To detect instability, measure state changes (Triggered ↔ Resolved) by alert definition and look for high churn:

source system/alerts.history
| groupby alertDef.id as alert_def_id, alertDef.name as alert_name
  aggregate
    count_if(alert.status == 'Triggered') as triggered,
    count_if(alert.status == 'Resolved') as resolved
| top 50 alert_def_id, alert_name, triggered, resolved by triggered / if(resolved == 0, 1, resolved)

“Churny” alerts are prime candidates for hysteresis, longer windows, dependency checks, or redesigning the signal. Reducing churn is often the fastest way to make on-call feel manageable again.

Step three: make alert load visible over time

Averages hide pain. A system can look “fine” per day but still create brutal peaks. Productivity loss often happens when interruptions cluster too tightly. Time bucketing lets you see those peaks. Because the dataset stores timestamps as epoch seconds, you can parse and round them into hourly buckets:

source system/alerts.history
| groupby roundTime(parseTimestamp(alert.timestamp:string, 'timestamp_second'), 1h) as hour_bucket
  aggregate count() as alert_events
| top 50 hour_bucket, alert_events by count()
| sortby hour_bucket asc

This supports governance because you can define explicit expectations, like “interruption budgets” per hour during business hours. You can then check whether alerting stays within what a team can realistically handle. When spikes exceed capacity, you have evidence to justify redesign or reliability work.

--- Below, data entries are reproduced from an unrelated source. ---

PR #1904, opened 2017-10-30
Fix AIX CMake compiles

charliegracie:
- remove omrcore when it is not actually required
- DDR blob reader requires omrutil
- sigtest requires fvtest/util on the include path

It also turns alert tuning into planning: if a team gets a steady stream of real, high-impact alerts, they need time to fix root causes. Alert load data helps make that case clearly.

Governance as an engineering system

The key is feedback. Alerting becomes governable when you measure behavior continuously, not only in post-incident frustrations. High-functioning orgs treat alert governance as a recurring engineering loop: measure, review, improve, and enforce basic standards. This doesn’t require heavy processes, just shared visibility, consistent metrics, and the willingness to retire or redesign alerts that don’t earn their interruption cost. 

A practical governance rhythm looks like this: 

• Teams review the loudest alert definitions  
• Evaluate priority mix and churn 
• Identify the top three redesign candidates
• Implement changes that reduce interruption without hiding risk 

Over time, you build a healthier alert portfolio: pages mean something, responders trust signals, and awareness comes from dashboards and SLOs, without constant noise. System Datasets make this scalable because governance is not based on opinion, but on data, and the same approach can work across many teams.